## GIVEN DATA

PR #2978, opened 2024-07-18
feat(csi metrics): enable csi sidecar metrics

ChanYiLin:
ref: https://github.com/longhorn/longhorn/issues/7938

enable csi sidecar metrics on port 8000
- csi-attacher
- csi-provisioner
- csi-resizer
- csi-snapshotter

cc @PhanLe1010


derekbit (approved):
LGTM

PR #4659, opened 2026-04-21
fix: delete replica on unstable node only when its healthy time is earlier than node ready time

shuo-wu:

Issue https://github.com/longhorn/longhorn/issues/12926

When users enable `best-effort` auto balance, and the only node of a zone is an "unstable" node, volumes may get stuck in an infinite loop due to a bug in `cleanupReplicaInUnstableEnv`

The reproducing step: https://github.com/longhorn/longhorn/issues/12926#issuecomment-4284808262

The fix is from the suggestion: https://github.com/longhorn/longhorn-manager/pull/4647#pullrequestreview-4138707938

### DIFF
--- a/controller/volume_controller.go
+++ b/controller/volume_controller.go
@@ -1250,12 +1250,17 @@ func (c *VolumeController) cleanupReplicaInUnstableEnv(v *longhorn.Volume, rs ma
 	// Pick up the replicas on the node that becomes ready most recently.
 	// Here we use kube node rather than Longhorn node because Longhorn node's ready condition will be affected by
 	// the corresponding longhorn-manager pod.
-	var chosenReplica, lastReadyReplica *longhorn.Replica
+	var chosenReplica *longhorn.Replica
+	var lastReadyReplicas []*longhorn.Replica
 	var lastReadyTransitionTime, secondLastReadyTransitionTime metav1.Time
-	nodeReplicaMap := make(map[string]*longhorn.Replica, len(rs))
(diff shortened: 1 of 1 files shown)


c3y1huang (commented):
Suggest improving the log message in https://github.com/longhorn/longhorn-manager/pull/4659#discussion_r3120276336. Otherwise, LGTM.

controller/volume_controller.go
```diff
@@ -1281,12 +1286,15 @@ func (c *VolumeController) cleanupReplicaInUnstableEnv(v *longhorn.Volume, rs ma
 		}
 		// In case of a replica being on not-ready node, chose it first.
 		if readyCondition.Status != corev1.ConditionTrue {
-			chosenReplica = nodeReplicaMap[node.Name]
-			break
+			if len(nodeReplicasMap[node.Name]) > 0 {
+				chosenReplica = nodeReplicasMap[node.Name][0]
```
derekbit, line 1290: We always delete the first replica in the map and don't care about the disk pressure. Will it fall into a deletion-creation loop if we enable `auto-balance with disk pressure feature` and `replica-soft-anti-affinity`?

shuo-wu: Here, the corresponding node is not ready. I don't think Longhorn will/should try to rebuild a new replica on any disks of the node.

c3y1huang (approved):

derekbit (approved):

derekbit:
@mergify backport v1.10.x v1.11.x

PR #4661, opened 2026-04-22
feat(setting): make staleReplicaTimeout globally configurable

sushant-suse:

[Related Issue](https://github.com/longhorn/longhorn/issues/4542)

It makes the `staleReplicaTimeout` configurable at a global level and introduces a configuration hierarchy for volume cleanup.

**Key Changes**:

- Added `stale-replica-timeout` as a registered setting in `longhorn-manager`.
- Updated the `VolumeController` to prioritize `Volume.Spec.StaleReplicaTimeout` if set; otherwise, it falls back to the new global setting.
- Modified the cleanup logic to ensure the `staleReplicaTimeout` respects the `Replica Replenishment Wait Interval`. The effective timeout is now the maximum of the two, preventing the premature deletion of replicas that the system is still attempting to reuse.
- Removed the hardcoded default (2880 minutes) from the CSI layer, allowing the controller to manage the default value through the global setting.

N/A

N/A

### DIFF
--- a/api/model.go
+++ b/api/model.go
@@ -1265,7 +1265,7 @@ func volumeSchema(volume *client.Schema) {
 
 	volumeStaleReplicaTimeout := volume.ResourceFields["staleReplicaTimeout"]
 	volumeStaleReplicaTimeout.Create = true
-	volumeStaleReplicaTimeout.Default = 2880
+	// volumeStaleReplicaTimeout.Default = 2880
 	volume.ResourceFields["staleReplicaTimeout"] = volumeStaleReplicaTimeout
 
 	volumeBackingImage := volume.ResourceFields["backingImage"]
--- a/controller/volume_controller.go
+++ b/controller/volume_controller.go
@@ -1238,11 +1238,34 @@ func (c *VolumeController) cleanupReplicas(v *longhorn.Volume, es map[string]*lo
 
 // cleanupEngineFrontends cleans up EngineFrontends during volume deletion
 func (c *VolumeController) cleanupCorruptedOrStaleReplicas(v *longhorn.Volume, rs map[string]*longhorn.Replica) error {
-	// See comments for isSafeAsLastReplica for an explanation of why we call getSafeAsLastReplicaCount instead of
-	// getHealthyAndActiveReplicaCount here.
+	log := getLoggerForVolume(c.logger, v)
+
+	// 1. Convert our string constant to an int using strconv.Atoi
+	staleReplicaTimeoutSetting, err := strconv.Atoi(types.DefaultStaleReplicaTimeout)
+	if err != nil {
+		staleReplicaTimeoutSetting = 2880 // Absolute hardcoded fallback if parsing fails
+	}
+
+	// For the replenishment wait interval fallback, we use the standard default value (600 seconds)
+	replenishmentWaitIntervalSetting := 600
+
+	// 2. Try to fetch dynamic value from datastore, log warning and fallback if it fails
+	if dynamicTimeout, err := c.ds.GetSettingAsInt(types.SettingNameStaleReplicaTimeout); err != nil {
+		log.WithError(err).Warnf("Failed to get setting %v, falling back to default %v minutes",
+			types.SettingNameStaleReplicaTimeout, staleReplicaTimeoutSetting)
+	} else {
+		staleReplicaTimeoutSetting = int(dynamicTimeout) // Explicitly cast int64 to int
+	}
+
+	if dynamicInterval, err := c.ds.GetSettingAsInt(types.SettingNameReplicaReplenishmentWaitInterval); err != nil {
+		log.WithError(err).Warnf("Failed to get setting %v, falling back to default %v seconds",
+			types.SettingNameReplicaReplenishmentWaitInterval, replenishmentWaitIntervalSetting)
+	} else {
+		replenishmentWaitIntervalSetting = int(dynamicInterval) // Explicitly cast int64 to int
+	}
+
 	safeAsLastReplicaCount := getSafeAsLastReplicaCount(rs)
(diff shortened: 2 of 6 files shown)


derekbit:
Thanks @sushant-suse. The PR will be reviewed after creating v1.12.x branch.

derekbit:
Hello @sushant-suse CI failed.

image

api/model.go
```diff
@@ -1265,7 +1265,7 @@ func volumeSchema(volume *client.Schema) {
 
 	volumeStaleReplicaTimeout := volume.ResourceFields["staleReplicaTimeout"]
 	volumeStaleReplicaTimeout.Create = true
-	volumeStaleReplicaTimeout.Default = 2880
+	// volumeStaleReplicaTimeout.Default = 2880
```
derekbit, line 1268: Why do we comment out this line?

controller/volume_controller_test.go
```diff
@@ -19,18 +21,22 @@ import (
...
 	imutil "github.com/longhorn/longhorn-instance-manager/pkg/util"
 
+	// Category 9: this_repo_no_alias
 	"github.com/longhorn/longhorn-manager/datastore"
 	"github.com/longhorn/longhorn-manager/types"
 	"github.com/longhorn/longhorn-manager/util"
 
+	// Category 10: this_repo_alias
 	longhorn "github.com/longhorn/longhorn-manager/k8s/pkg/apis/longhorn/v1beta2"
 	lhfake "github.com/longhorn/longhorn-manager/k8s/pkg/client/clientset/versioned/fake"
```
derekbit: Remove `// Category ....`

types/setting.go
```diff
@@ -1101,6 +1104,23 @@ var (
...
+		Description: "In minutes. The timeout determines how long Longhorn will wait before cleaning up a stale replica " +
+			"that is no longer part of the volume engine.\n" +
+			"The effective cleanup delay is the greater of this setting and the Replica Replenishment Wait Interval " +
+			"(converted to minutes and rounded up). Setting this to 0 allows cleanup as soon as that effective delay is reached.",
+		Category:           SettingCategoryGeneral,
+		Type:               SettingTypeInt,
+		Required:           true,
+		ReadOnly:           false,
+		DataEngineSpecific: false,
+		Default:            "2880",
```
derekbit: Define a const `defaultStaleReplicaTimeout` for 2880

```suggestion
		Default:            defaultStaleReplicaTimeout,
```

controller/volume_controller.go
```diff
@@ -1189,6 +1189,17 @@ func (c *VolumeController) cleanupReplicas(v *longhorn.Volume, es map[string]*lo
...
+	// Fetch settings once here to pass into shouldCleanUpFailedReplica (O(1) vs O(N) optimization)
+	staleReplicaTimeoutSetting, err := c.ds.GetSettingAsInt(types.SettingNameStaleReplicaTimeout)
+	if err != nil {
+		return errors.Wrapf(err, "failed to get setting %v for cleaning up corrupted or stale replicas", types.SettingNameStaleReplicaTimeout)
+	}
+
+	replenishmentWaitIntervalSetting, err := c.ds.GetSettingAsInt(types.SettingNameReplicaReplenishmentWaitInterval)
+	if err != nil {
+		return errors.Wrapf(err, "failed to get setting %v for cleaning up corrupted or stale replicas", types.SettingNameReplicaReplenishmentWaitInterval)
+	}
```
derekbit: How about 

```suggestion
    staleReplicaTimeout := strconv.Atoi(defaultStaleReplicaTimeout)
	staleReplicaTimeoutSetting, err := c.ds.GetSettingAsInt(types.SettingNameStaleReplicaTimeout)
	if err != nil {
		c.WithError(err).Warnf(.....)
	}

     replenishmentWaitInterval := strconv.Atoi(defaultReplenishmentWaitInterval)
	replenishmentWaitIntervalSetting, err := c.ds.GetSettingAsInt(types.SettingNameReplicaReplenishmentWaitInterval)
	if err != nil {
		c.WithError(err).Warnf(.....)
	}
```

We can fall back to the default values rather than error out.

controller/volume_controller.go
```diff
@@ -6465,12 +6477,30 @@ func (c *VolumeController) shouldCleanUpFailedReplica(v *longhorn.Volume, r *lon
...
+	// This ensures we never clean up a replica that the replenishment logic is still considering.
+	replenishmentWaitInMinutes := replenishmentWaitIntervalSetting / 60
+	if replenishmentWaitIntervalSetting > 0 && replenishmentWaitIntervalSetting%60 != 0 {
+		replenishmentWaitInMinutes++
+	}
+
+	if timeout < replenishmentWaitInMinutes {
+		timeout = replenishmentWaitInMinutes
+	}
+
```
derekbit, line 6514: Could you explain why we handle replenishment here?

api/model.go
sushant-suse: We commented this out because leaving `volumeStaleReplicaTimeout.Default = 2880` at the API schema layer completely prevents the new Global Setting from taking effect on newly created volumes.

controller/volume_controller.go
sushant-suse: We handle it here as a safety guardrail to prevent a race condition between the cleanup logic and the replenishment logic.

If a user sets a very low `StaleReplicaTimeout` (or `0` for immediate cleanup), the controller could delete a failed replica while the replenishment logic is still actively waiting out its `Replica Replenishment Wait Interval` to decide on a rebuild.

Deleting the replica prematurely destroys its state and `FailedAt` timestamp, which disrupts the replenishment tracking. Taking the `max()` of both values ensures we never clean up a replica that the replenishment subsystem is still actively considering.

PR #4662, opened 2026-04-23
fix: check if BackupVolume.Status.LastBackupName is updated correctly

mantissahz:

Issue # longhorn/longhorn#12542

Run the e2e test case 101 times:
https://ci.longhorn.io/job/private/job/longhorn-e2e-test/7535/
https://ci.longhorn.io/job/private/job/longhorn-e2e-test/7547/

### DIFF
--- a/controller/backup_volume_controller.go
+++ b/controller/backup_volume_controller.go
@@ -399,10 +399,12 @@ func (bvc *BackupVolumeController) reconcile(backupVolumeName string) (err error
 		return nil
 	}
 
-	// If there is no backup CR creation/deletion and the backup volume config metadata not changed
+	// If there is no backup CR creation/deletion, the correct backup in the cluster is presented at the last backup of the backup volume,
+	// and the backup volume config metadata not changed
 	// skip read the backup volume config
 	if len(backupsToPull) == 0 && len(backupsToDelete) == 0 &&
-		backupVolume.Status.LastModificationTime.Time.Equal(configMetadata.ModificationTime) {
+		backupVolume.Status.LastModificationTime.Time.Equal(configMetadata.ModificationTime) &&
+		bvc.isLastBackupUpdateSafeToSkip(clusterBackups, backupStoreBackups, backupVolume) {
 		backupVolume.Status.LastSyncedAt = syncTime
 		return nil
 	}
@@ -455,6 +457,60 @@ func (bvc *BackupVolumeController) reconcile(backupVolumeName string) (err error
 	backupVolume.Status.StorageClassName = backupVolumeInfo.StorageClassName
 	backupVolume.Status.LastSyncedAt = syncTime
 	return nil
+}
+
+// isLastBackupUpdateSafeToSkip checks if it's safe to skip updating the last backup related status of the backup volume
+// when the backup volume config metadata is not changed.
+//
+//	clusterBackups: the backup CRs in the cluster with the same backup target and backup volume, which are expected to be consistent with the backup list in the backup target.
+//	backupStoreBackups: the backup names in the backup target, which are expected to be consistent with the backup CRs in the cluster.
+//
+//nolint:staticcheck
+func (bvc *BackupVolumeController) isLastBackupUpdateSafeToSkip(clusterBackups map[string]*longhorn.Backup, backupStoreBackups sets.String, bv *longhorn.BackupVolume) bool {
+	if backupStoreBackups.Len() == 0 {
+		// If there is no backup in the backup target, the last backup name should be empty.
+		return bv.Status.LastBackupName == ""
+	}
+
+	// backupStoreBackups is not empty and the last backup name should not be empty.
+	if bv.Status.LastBackupName == "" {
+		return false
+	}
+
+	// Last backup of the backup volume is deleted.
+	if !backupStoreBackups.Has(bv.Status.LastBackupName) {
+		return false
+	}
+
+	// check if there is any backup which is created after the last backup of the backup volume, and the backup CR is not updated with the backup created time yet.
+	lastBackupCreateAt := time.Time{}
+	lastCreatedAndCompletedBackupName := ""
+	for backupName, backup := range clusterBackups {
+		if !backupStoreBackups.Has(backupName) || backup.Status.State != longhorn.BackupStateCompleted {
+			continue
+		}
+
+		if bv.Status.LastBackupAt == "" {
+			return false
+		}
+
+		backupCreatedAt, err := util.ParseTimeZ(backup.Status.BackupCreatedAt)
+		if backup.Status.BackupCreatedAt == "" || err != nil {
+			bvc.logger.WithError(err).Debugf("Failed to parse backup created time for backup %s", backup.Name)
+			return false
+		}
+
+		if backupCreatedAt.After(lastBackupCreateAt) {
+			lastBackupCreateAt = backupCreatedAt
+			lastCreatedAndCompletedBackupName = backupName
+		}
+	}
+
+	if lastCreatedAndCompletedBackupName != bv.Status.LastBackupName {
+		return false
+	}
+
+	return true
 }
 
 func (bvc *BackupVolumeController) isResponsibleFor(bv *longhorn.BackupVolume, defaultEngineImage string) (bool, error) {


controller/backup_volume_controller.go
```diff
@@ -401,7 +401,9 @@ func (bvc *BackupVolumeController) reconcile(backupVolumeName string) (err error
 
 	// If there is no backup CR creation/deletion and the backup volume config metadata not changed
 	// skip read the backup volume config
-	if len(backupsToPull) == 0 && len(backupsToDelete) == 0 &&
+	isLastBackupUpdated := ((len(clustersSet) != 0 && len(backupsToDelete) == 0 && backupVolume.Status.LastBackupName != "") ||
+		(len(clustersSet) == 0 && len(backupsToPull) == 0 && backupVolume.Status.LastBackupName == ""))
```
derekbit: It is quite complicated. Can we create a function for handling the conditions?

mantissahz: Modified to create a separate function. Thanks.

derekbit:
@mantissahz Before reviewing the PR, could you elaborate on the root cause of the ticket and the solution?

mantissahz:
> Before reviewing the PR, could you elaborate on the root cause of the ticket and the solution?

@derekbit, here is the RCA: https://github.com/longhorn/longhorn/issues/12542#issuecomment-4310360476

derekbit:
cc @carterli0407-cell Please help review the PR. Thanks.

controller/backup_volume_controller.go
```diff
@@ -457,6 +458,20 @@ func (bvc *BackupVolumeController) reconcile(backupVolumeName string) (err error
 	return nil
 }
 
+//nolint:staticcheck
```
derekbit, line 468: Why do we need the check?

derekbit (commented):
The fix is applied to v1 and v2 data engine simultaneously. Does the issue happen in v1 volume? cc @yangchiu

controller/backup_volume_controller.go
mantissahz: 'set.String' is marked as deprecated

controller/backup_volume_controller.go
```diff
@@ -457,6 +458,20 @@ func (bvc *BackupVolumeController) reconcile(backupVolumeName string) (err error
...
+func isLastBackupUpdated(clustersSet, backupsToDelete, backupsToPull sets.String, backupVolume *longhorn.BackupVolume) bool {
+	// If there are some backups in the cluster and no backup is deleted, the last backup name should not be empty.
+	if len(clustersSet) != 0 && len(backupsToDelete) == 0 && backupVolume.Status.LastBackupName != "" {
+		return true
+	}
+	// If there is no backup in the cluster and no backup is pulled, the last backup name should be empty.
+	if len(clustersSet) == 0 && len(backupsToPull) == 0 && backupVolume.Status.LastBackupName == "" {
+		return true
```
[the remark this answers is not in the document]
derekbit: @mantissahz Could you check the comment? I think it is a valid case.

controller/backup_volume_controller.go
```diff
@@ -457,6 +458,20 @@ func (bvc *BackupVolumeController) reconcile(backupVolumeName string) (err error
...
+	}
+
+	return false
+}
```
derekbit, line 514: The original solution might be problematic when the condition is true
```
	if len(clustersSet) != 0 && len(backupsToDelete) == 0 && backupVolume.Status.LastBackupName != "" {
		return true
	}
```

It might result in that the `bv.Status.LastBackupName` has a outdated value. For example
1. backup-A exists，`BackupVolume.Status.LastBackupName` = backup-A
2. New backup-B is created and completed
3. backup_controller updates `BackupVolume.Spec.SyncRequestedAt`
4. backup_volume_controller reconcile
5. backup list already contains backup-B, no pull/delete operations, metadata timestamp is not changed
6. Because `LastBackupName != ""`, the solution will skip `BackupVolumeGet()`
7. `BackupVolume.Status.LastBackupName` won't be updated to backup-A


What we need is to ensure `Volume.status.lastBackup` records the latest backup.

How about replacing the function with 
```
func isLastBackupStatusSafeToSkip(clusterBackups map[string]*longhorn.Backup, backupStoreBackups sets.String, bv *longhorn.BackupVolume) bool {
    if backupStoreBackups.Len() == 0 {
        return bv.Status.LastBackupName == ""
    }

    if bv.Status.LastBackupName == "" || !backupStoreBackups.Has(bv.Status.LastBackupName) {
        return false
    }

    lastBackupAt, err := time.Parse(time.RFC3339, bv.Status.LastBackupAt)
    if bv.Status.LastBackupAt != "" && err != nil {
        return false
    }

    for backupName, backup := range clusterBackups {
        if backupName == bv.Status.LastBackupName ||
            !backupStoreBackups.Has(backupName) ||
            backup.Status.State != longhorn.BackupStateCompleted {
            continue
        }

        // Newly completed local backup; BackupVolume must inspect volume.cfg.
        if backup.Status.LastSyncedAt.IsZero() {
            return false
        }

        backupCreatedAt, err := time.Parse(time.RFC3339, backup.Status.BackupCreatedAt)
        if backup.Status.BackupCreatedAt == "" || err != nil {
            return false
        }

        if bv.Status.LastBackupAt == "" || backupCreatedAt.After(lastBackupAt) {
            return false
        }
    }

    return true
}
```

controller/backup_volume_controller.go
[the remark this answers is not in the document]
mantissahz: Modified.

controller/backup_volume_controller.go
mantissahz: Modified as suggested.
Thanks.

controller/backup_volume_controller.go
```diff
@@ -402,6 +402,7 @@ func (bvc *BackupVolumeController) reconcile(backupVolumeName string) (err error
 	// If there is no backup CR creation/deletion and the backup volume config metadata not changed
 	// skip read the backup volume config
```
derekbit: Please update the outdated comment.

controller/backup_volume_controller.go
```diff
@@ -457,6 +458,45 @@ func (bvc *BackupVolumeController) reconcile(backupVolumeName string) (err error
 	return nil
 }
 
+//nolint:staticcheck
```
derekbit, line 468: Add a comment to explain the function.

controller/backup_volume_controller.go
```diff
@@ -457,6 +458,45 @@ func (bvc *BackupVolumeController) reconcile(backupVolumeName string) (err error
...
+func isLastBackupUpdateSafeToSkip(clusterBackups map[string]*longhorn.Backup, backupStoreBackups sets.String, bv *longhorn.BackupVolume) bool {
+	if backupStoreBackups.Len() == 0 {
+		// If there is no backup in the backup target, the last backup name should be empty.
+		return bv.Status.LastBackupName == ""
+	}
+
+	// backupStoreBackups is not empty.
+	if bv.Status.LastBackupName == "" || !backupStoreBackups.Has(bv.Status.LastBackupName) {
+		return false
+	}
```
derekbit: nit: suggest separating the two conditions. 

```suggestion
	if bv.Status.LastBackupName == "" {
		return false
	}

	if !backupStoreBackups.Has(bv.Status.LastBackupName) {
	    return false
	}
```

controller/backup_volume_controller.go
```diff
@@ -457,6 +458,45 @@ func (bvc *BackupVolumeController) reconcile(backupVolumeName string) (err error
...
+
+	bvLastBackupAt, err := util.ParseTimeZ(bv.Status.LastBackupAt)
+	if bv.Status.LastBackupAt != "" && err != nil {
+		return false
```
derekbit, line 482: Can we add a debug log message here if "err != nil"?

controller/backup_volume_controller.go
```diff
@@ -457,6 +458,45 @@ func (bvc *BackupVolumeController) reconcile(backupVolumeName string) (err error
 	return nil
 }
 
+//nolint:staticcheck
+func isLastBackupUpdateSafeToSkip(clusterBackups map[string]*longhorn.Backup, backupStoreBackups sets.String, bv *longhorn.BackupVolume) bool {
```
derekbit: What's the difference between `clusterBackups` and `backupStoreBackups`? It is better to explain in the function mentioned above.

controller/backup_volume_controller.go
```diff
@@ -457,6 +458,45 @@ func (bvc *BackupVolumeController) reconcile(backupVolumeName string) (err error
...
+	}
+
+	for backupName, backup := range clusterBackups {
+		if backupName == bv.Status.LastBackupName || !backupStoreBackups.Has(backupName) || backup.Status.State != longhorn.BackupStateCompleted {
+			continue
+		}
+		// Newly completed local backup; BackupVolume must inspect volume.cfg.
+		if backup.Status.LastSyncedAt.IsZero() {
+			return false
+		}
```
derekbit: Why do we return `false` when `backup.Status.LastSyncedAt` is zero?

controller/backup_volume_controller.go
```diff
@@ -457,6 +458,45 @@ func (bvc *BackupVolumeController) reconcile(backupVolumeName string) (err error
...
+
+		backupCreatedAt, err := util.ParseTimeZ(backup.Status.BackupCreatedAt)
+		if backup.Status.BackupCreatedAt == "" || err != nil {
```
derekbit, line 498: Add a debug message if err is not nil

controller/backup_volume_controller.go
mantissahz: Updated. Thanks.

controller/backup_volume_controller.go
mantissahz: Added. Thanks.

controller/backup_volume_controller.go

controller/backup_volume_controller.go
mantissahz: Added. Thanks.

controller/backup_volume_controller.go
mantissahz: Removed this check and refactored the loop logic here.
Thanks.

controller/backup_volume_controller.go
mantissahz: Added. Thanks.

controller/backup_volume_controller.go
mantissahz: Removed to get `bvLastBackupAt . Thanks

derekbit: > Removed to get `bvLastBackupAt . Thanks

Don't we need it?

mantissahz: `BackupVolume.Status.bvLastBackupAt` might always be before `Backup.Status.BackupCreateAt`, and new logic will check all backups' `BackupCreateAt` to get the latest one and compare it with `BackupVolume.Status.LastBackupName`.
Therefore, we don't use this field.

derekbit (approved):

## TASK PROMPT
All lines from the opening of the listing above through the line that contains "Issue https://github.com/longhorn/longhorn/issues/12926" should be given again exactly, and nothing more.

## RESULT FOR THIS EXERCISE
PR #2978, opened 2024-07-18
feat(csi metrics): enable csi sidecar metrics

ChanYiLin:
ref: https://github.com/longhorn/longhorn/issues/7938

enable csi sidecar metrics on port 8000
- csi-attacher
- csi-provisioner
- csi-resizer
- csi-snapshotter

cc @PhanLe1010


derekbit (approved):
LGTM

PR #4659, opened 2026-04-21
fix: delete replica on unstable node only when its healthy time is earlier than node ready time

shuo-wu:

Issue https://github.com/longhorn/longhorn/issues/12926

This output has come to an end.